In 1783, General George Washington issued his Farewell Address to the Army near Princeton, New Jersey.

In 1917, British Foreign Secretary Arthur Balfour issued a declaratio­n expressing support for a “national home” for the Jews in Palestine.

In 1947, Howard Hughes piloted his huge wooden flying boat, the Hughes H-4 Hercules (derisively dubbed the “Spruce Goose” by detractors), on its only flight, which lasted about a minute over Long Beach Harbor in California.

In 1948, President Harry S. Truman surprised the experts by winning a narrow upset over Republican challenger Thomas E. Dewey.

In 1959, game show contestant Charles Van Doren admitted to a House subcommitt­ee that he’d been given questions and answers in advance when he appeared on the N-B-C T-V program “Twenty-One.”

In 1986, kidnappers in Lebanon released American hospital administra­tor David Jacobsen after holding him for 17 months.

In 1992, movie producer Hal Roach died in Los Angeles at age 100.

In 1994, a jury in Pensacola, Florida, convicted Paul Hill of murder for the shotgun slayings of an abortion provider and his bodyguard; Hill was executed in September 2003.

In 2000, American astronaut Bill Shepherd and two Russian cosmonauts, Yuri Gidzenko and Sergei Krikalev, became the first residents of the internatio­nal space station.
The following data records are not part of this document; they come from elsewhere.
PR #454, opened 2019-06-05
Temporary configs for the Canada migration

Matt-Yorkley:
We shouldn't merge this, but I thought it was worth posting up so it's visible.

We can use this as a reference for future migrations.

It turns out migrating a server where the domain name is the same is pretty complicated! I've made a few playbooks today to automate a lot of the migration steps, and this is the final bit of hacking I came up with so we can create the new TLS certificates before doing the switch.

- Use the awesome new support for multi-domain certificates and multi-domain redirects that got merged the other day :wink:
- Use some proxing magic for the Letsencrypt validation check so Certbot can validate both domains from the new host while the old one is still runing
- Create a multi-domain certificate on the new host so the cert is valid for both

### DIFF
--- a/inventory/host_vars/openfoodnetwork.ca/config.yml
+++ b/inventory/host_vars/openfoodnetwork.ca/config.yml
@@ -3,4 +3,40 @@
 domain: openfoodnetwork.ca
 rails_env: production
 
-admin_email:
+admin_email: admin@openfoodnetwork.ca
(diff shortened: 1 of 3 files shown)


sauloperez:
I guess you linked this from the new wiki page you created for this matter. In this case, we can close it as we won't lose it.

PR #456, opened 2019-06-06
Serve www and naked BE domains with the same cert

sauloperez:
This will fix the naked domain for BE, which now returns ERR_EMPTY_RESPONSE.


sauloperez:
Provisioned in production and working!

Ten years ago: Barack Obama and John McCain uncorked massive get-out-the-vote operations in more than a dozen battlegrou­nd states the Sunday before Election Day. Obama’s grandmothe­r, Madelyn Payne Dunham, died in Honolulu at age 86. Paula Radcliffe defended her title at the New York City Marathon to become the second woman to win the race three times; Marilson Gomes dos Santos of Brazil won the men’s race for the second time in three years.

One year ago: President Donald Trump tapped Jerome Powell to replace Janet Yellen as Federal Reserve chair at the end of her term in February. Authoritie­s in Los Angeles and New York said they had opened new investigat­ions prompted by sexual misconduct allegation­s against Harvey Weinstein.